In biology and astronomy, the award went to an international team that told us that lost African dung beetles look to the Milky Way to navigate their way home. The poetic experiment involved fitting the beetles, which roll other animal’s dung into little balls, with snug, bantam caps that obscured their vision of the stars. Without the guiding swath of light high above, the beetles got lost, confirming that the lowest of the low beetles were, in fact, celestially inclined. The beetles might be in the gutter – or, worse perhaps, in the dung – but they sure are looking at the stars.

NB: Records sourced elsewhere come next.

PR #11574, opened 2026-01-19
Increases the limit of say/picksay/me binds to 60, gives picksay 30 options

Staykeu:
# About the pull request

As stated in title

I felt 20 was too restrictive. Harry gave the green light for 100.

<details>

</details>

# Changelog
:cl: Stakeyng Drathek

The medicine prize was awarded to a Japanese team that assessed the effect of listening to opera on how mice heart transplant patients fared (the mice fared well). Naturally, the award show included an opera performance.
And the awards show, as usual, was hurried along as an 8-year-old girl on stage goaded the winners into quickly summarizing why their papers were important and sighing them off the stage in boredom. Real Nobel laureates were also on hand to bestow the prizes on the winners.
"I feel honored to receive the award," says Brad Bushman, a professor at The Ohio State University an an author on the "Beer Holder" paper.
"Real Nobel Laureates handed them out," he says.
For the first time, the winners received not just fame and glory, but cash prizes: $10 trillion Zimbabwe dollars, or about four US dollars. For the audience, there was a contest to take home a possibly even grander prize: a date with a Nobel laureate (a real one).
Representatives from all the winning teams were there to collect the prizes, except for one Thai team, whose research included a note about the risks that ducks pose to human extremities. That team sent an acceptance speech in lieu of their presence. Nobel laureate Eric Maskin read it.
Other winners include the inventors of a “electro-mechanical system to trap airplane hijackers" and the discovers of the useful information that “people would be physically capable of running across the surface of a pond — if those people and that pond were on the moon.”